How Novo Missed the GLP‑1/GIP Train

When Novo Nordisk rolled out Wegovy in 2021, the company looked untouchable. It had the only once‑weekly GLP‑1 shot approved for weight loss and a stock‑market valuation north of $600 billion. Four years later the picture is starkly different. This week Novo warned that 2025 sales will grow no more than 14 %, pared back its obesity forecasts and replaced its chief executive after its U.S. business ceded ground to Eli Lilly’s Zepbound. Lilly’s dual GIP/GLP‑1 drug is now being written more than 100,000 times a week beyond Wegovy’s tally, according to prescription‑tracking figures cited by Novo itself in a bruising investor call Tuesday.
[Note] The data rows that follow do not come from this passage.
PR #274, opened 2020-01-12
Custom OAuth Scopes

christyjacob4:
Added support for Custom OAuth Scopes as per #261


src/Auth/OAuth/Bitbucket.php
```diff
@@ -14,6 +14,11 @@ class Bitbucket extends OAuth
      */
     protected $user = [];
 
+    /**
+     * @var array
+     */
+    protected $requiredScope = [];
+
```
eldadfux: Instead of having a new attribute '$requiredScope' we can overwrite '$userScope'.

This will save you the writing of this loop in every adapter:
```
foreach ($this->requiredScope as $item) {
           $this->addScope($item);
 }
```

For example:

    /**
     * @var array
     */
    protected $userScope = ['email', 'job_title'];

eldadfux: You can also name the abstract attribute 'userScope' with just **'scope'**

christyjacob4: can you elaborate how this works?

christyjacob4: Also, I have renamed the variable in OAuth from userScopes to scopes

eldadfux:
Merged 🎉🎉🎉🎉

PR #278, opened 2020-01-15
Add twitch oauth provider

armino-dev:
In ref to #5 
I finished the twitch.tv OAuth provider integration 😅.


eldadfux:
@armino-dev great work! Thank you so much! Please let me know if there are any other provider or issues you would like to work on!

armino-dev:
I was thinking on going for spotify

PR #283, opened 2020-01-17
hide scrollbar if not needed in menu

TorstenDittmann:
scrollbar


eldadfux:
Thank you @TorstenDittmann !

In case you want to see the changes take place in your setup, you can just use:
```bash
npm install
gulp less
```

PR #284, opened 2020-01-17
Added Yahoo OAuth provider

armino-dev:
In ref to #5
I managed to get some time to finish the Yahoo provider 😄, so here it is.


eldadfux:
❤️🎉

PR #289, opened 2020-01-20
Added PayPal OAuth provider

armino-dev:
In ref to #5 
PayPal OAuth is ready, so here it is.


src/Auth/OAuth/Paypal.php
```diff
@@ -0,0 +1,164 @@
...
+        'sandbox' => 'https://www.sandbox.paypal.com/',
+        'live' => 'https://www.paypal.com/',
+    ];
+
+    private $resourceEndpoint = [
+        'sandbox' => 'https://api.sandbox.paypal.com/v1/',
+        'live' => 'https://api.paypal.com/v1/',
+    ];
+
+    private $environment = 'sandbox';
```
eldadfux: As we currently don’t have any support for multiple environments we should probably have the live one as default.

armino-dev: Changed environment to live. Shall I remove entirely the sandbox?

eldadfux:
👏🏻

PR #290, opened 2020-01-21
Added Bitly OAuth provider

armino-dev:
In ref to #5 
Hi guys, I know it wasn't on the list, but here it is the Bitly OAuth provider.


eldadfux:
Great work as always!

Lilly’s (Not Novo’s) Dual‑Incretin Windfall

Lilly secured U.S. approval for tirzepatide (branded Mounjaro) in type 2 diabetes in May 2022 and followed with an obesity label, Zepbound, in November 2023. The drug’s twin receptor activity helped drive a 45 % jump in Lilly’s quarterly revenue to $13.5 billion late last year; management singled out Mounjaro and Zepbound as the growth engines.

Novo’s False Starts

Ironically, Novo spent a decade tinkering with dual‑incretin science before Lilly ever entered the fray. Its first stab, a fatty‑acyl analogue called NNC0090‑2746, produced modest Phase 2 weight‑loss data in 2017 but never advanced.
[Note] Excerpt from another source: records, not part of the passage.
Issue #303, opened 2020-03-25
Some API parameters are not in camelCase 


bartektartanus:
Currently in API there are 3 methods that uses order type parameter. Two are named `orderType` and one is `order-type` which is inconsistent. 
`GET/storage/files` has `orderType`
`GET/database/collections/{collectionId}/documents` has `order-type`
I think this should be fixed to `orderType` as most of the parameters are written in camelCase.
Other parameters are: `order-field`, `order-cast`, `old-password`, `password-a`, `password-b`.

eldadfux:
This is a really bad API design issue and we'll push a fix for version 0.6. This will be introduced as an API breaking change. It should not affect users of Appwrite SDKs, but new versions of all SDKs will be pushed anyway.

eldadfux:
This is fixed now, will be released in next version

PR #304, opened 2020-03-25
Updated all the REST API query params to be in camelCase

eldadfux:
As reported in this issue: #303


public/scripts/dependencies/appwrite.js
```diff
@@ -665,11 +665,11 @@
                 }
 
                 if(passwordA) {
```
bartektartanus: Maybe these variables also should be updated to `password` and `passwordAgain`?

eldadfux: 👌🏻

eldadfux: Fixed

Issue #373, opened 2020-06-02
UI improvement


AnatoleLucet:
So first of all; in my opinion the ui feels nice (it's the main reason why I've decided to learn Appwrite instead of Parse, Kuzzle, and more... (yes, uis makes a big diff for me 🙃)), it always feels like the product is finely tuned when the user experience a good ui. But I believe some improvement can be made.

Watch-out the animations feel a bit slower on the gif then it really is.

## Modals animations
- [ ] Done
### Before:
![](https://i.gyazo.com/03c9c6b78f0a1f84a89d17d2df2cd595.gif)
### After:
![](https://i.gyazo.com/42c2920e518e10e697ce56be8c90c2fd.gif)

## Buttons animations
- [ ] Done
### Before:
![](https://i.gyazo.com/ede6a93074995e41d1eff0f32c8d240b.gif)
### After:
Unfortunately we can't really see this one on the gif. 😕
But it's clearly smoother.
![](https://i.gyazo.com/b6a3b7d3394244b9ee71ddba9b5376e2.gif)

## Go-back link animations
- [x] Done  (#392)
### Before:
![](https://i.gyazo.com/db5c8274faf228c3eccff4276649d764.gif)
### After:
![](https://i.gyazo.com/902accadcf02f1a130da7dac751a03f3.gif)

## Nav links animations
- [x] Done (#397)
### Before:
![](https://i.gyazo.com/e2e8b546e1fa4e54b5067d418c29fddb.gif)
### After:
Same here, we can't really see the diff, but I simply removed the weight change and added a transition.
![](https://i.gyazo.com/fd0bf189da72d6b9fde72e4ed4f4b3a0.gif)

## Links animations
- [x] Done (#392)
### Before:
![](https://i.gyazo.com/49f7c4c6107e00898840a5249157fa74.gif)
### After:
![](https://i.gyazo.com/97c13c3d4287fff7d4198e75d0f5dff8.gif)

## Toggle between light and dark theme transition
- [ ] Done

I haven't tried anything yet, but it could be nice to have a transition when switching theme.

## Fix the scroll when menu is open
- [ ] Done

For now when the menu is open, you can still scroll the page in the background (see the scroll bar on the right). I don't think this is wanted.

![](https://i.gyazo.com/46c5d96d1b540f4bc538b9cae8e8ae0f.gif)

## The icon in the `add` button isn't PERFECTLY centered
- [x] Done (#396)
[...]

PR #392, opened 2020-06-09
Adding links animation

AnatoleLucet:
This PR adds the links animations (see #373).

### 1. Bouncy links
In #373 I've proposed color changing links, but I found out that bouncy animations on this kind of link looks nice. I've created a class to remove this animation if needed (`.link-animation-disabled`).


eldadfux:
@AnatoleLucet The stylesheet should support future plans to add RTL language translations. To be able for this changes to support this, we need to change naming conventions from left & right to start & end.

For example: `link-return-animation--right` should be `link-return-animation--end`

You can also use or configure new env vars in default-ltr.less and default-rtl.less

AnatoleLucet:
@eldadfux 
>  we need to change naming conventions from left & right to start & end.

Sure, I'll do.

> You can also use or configure new env vars in default-ltr.less and default-rtl.less

Shall I move `.link-return-animation()` in `default-ltr.less` or `default-rtl.less`? I guess `ltr` means *left to right* (same for `rtl`), but I don't understand what they're used for.

eldadfux:
You can take a look at both default-ltr.less (left-to-right) and default-rtl.less (right-to-left) they hold config vars that helps us use left and right values as params instead of explicitly referring right or left attribute (we use end and start instead) and switch between them when changing between languages.

In RTL design right will be the start and left will be the end. With LTR design left will be considered as the start and right as the end

AnatoleLucet:
Oh, well thank you about the explanation. I've never worked with LTR languages before.

But by what I understand, `link-return-animation--right` and `link-return-animation--left` doesn't change the animation to support LTR languages. `link-return-animation--right` makes the arrow move to the right on hover, and `link-return-animation--left` makes the arrow move to the left on hover.

For example, this link is using `link-return-animation--left`:

and this one `link-return-animation--right`:

Because the arrow direction&position doesn't change between LTR and RTL languages, I don't think they should belong in `default-ltr.less`&`default-rtl.less` (same for the `start` and `end`, the animation direction doesn't change on LTR languages).

eldadfux:
@AnatoleLucet this is how Appwrite look when changing to RTL mode (no translations have yet been implemented, so its still in English):
image

eldadfux:
All the arrows are being switched to the other direction..

eldadfux:
You can test how things work on RTL. by manually changing the CSS path in your devtools: 
image

AnatoleLucet:
Great! My bad then, I'm going to work on that.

The company doubled down with NN9650, a once‑monthly injectable that was supposed to vault past Lilly on convenience. Instead, Novo scrapped the programme in August 2024 for “portfolio considerations,” telling investors the profile was no longer competitive.

A parallel once‑weekly series—internal codes NN9541 and NN9542—made it into Phase 2, yet Novo’s most recent R&D deck relegates them to a footnote while highlighting next‑generation projects such as amycretin and “triple‑agonists.”

The Last Dual‑Agonist Standing

Novo’s lone GIP/GLP‑1 hopeful today is NNC0519‑0130, an early‑stage molecule the company is testing both orally and by injection across half‑a‑dozen Phase 2 trials in obesity, diabetes and chronic kidney disease. Management says an oral formulation could differentiate it from Lilly’s injectables, but pivotal studies would not start before 2026—four years behind Zepbound’s commercial launch.

What Went Wrong

• Risk tolerance: Novo’s first‑generation dual agonists aimed for gentler side‑effect profiles, but that restraint left the drugs under‑powered just as Lilly proved patients would tolerate higher nausea rates for bigger weight loss.
• Strategic whiplash: Internal resources swung from dual‑incretins to higher‑dose semaglutide, to amylin combos, to siRNA cardiometabolic projects. Analysts say the company spread its bets too thin. “The guidance cut shows a pipeline that lacks focus,” Union Investment’s Markus Manns told Reuters after Tuesday’s rout.
• Manufacturing math: Novo’s fill‑and‑finish network is already stretched by semaglutide demand; committing to another weekly injection series would require billions in additional capital spending.

The Road Ahead

New CEO Mike Doustdar inherits a flagship obesity franchise still growing but threatened by copycat compounding pharmacies and an aggressive Lilly. Investors will look for concrete milestones on NNC0519‑0130 and clearer rationale for why a late‑to‑market oral pill can regain the momentum Novo once enjoyed. Until then, the company that taught the world to love GLP‑1 drugs will watch from the sidelines as its rival cashes in on the GIP upgrade.